> [RECORDS TO PROCESS]
[Start of Attachment]

PR #404, opened 2018-11-14
Update gulp to fix some security issues...

brendandburns:
@itowlson 

the dreaded red banner strikes again :)


brendandburns:
Actually, this revs vscode too, I don't think we want that, I'll revert that part...

bnookala:
@brendandburns @itowlson the build still fails since the `package-lock.json` file still has mentions of the problematic version of `event-stream`: https://github.com/Azure/vscode-kubernetes-tools/pull/404/files#L2050. 

To resolve this, we'll need to delete and re-generate the package-lock file, and add it again.

itowlson:
@bnookala can you regenerate package-lock and push to @brendandburns' branch directly using your maintainer powers?  If not, I can do it later when I'm near a computer.  Thanks!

[End of Attachment]

> [ASSIGNED TASK] Set the whole listing down, word for word.

> [ANSWER TO THE PROBLEM]
PR #404, opened 2018-11-14
Update gulp to fix some security issues...

brendandburns:
@itowlson 

the dreaded red banner strikes again :)


brendandburns:
Actually, this revs vscode too, I don't think we want that, I'll revert that part...

bnookala:
@brendandburns @itowlson the build still fails since the `package-lock.json` file still has mentions of the problematic version of `event-stream`: https://github.com/Azure/vscode-kubernetes-tools/pull/404/files#L2050. 

To resolve this, we'll need to delete and re-generate the package-lock file, and add it again.

itowlson:
@bnookala can you regenerate package-lock and push to @brendandburns' branch directly using your maintainer powers?  If not, I can do it later when I'm near a computer.  Thanks!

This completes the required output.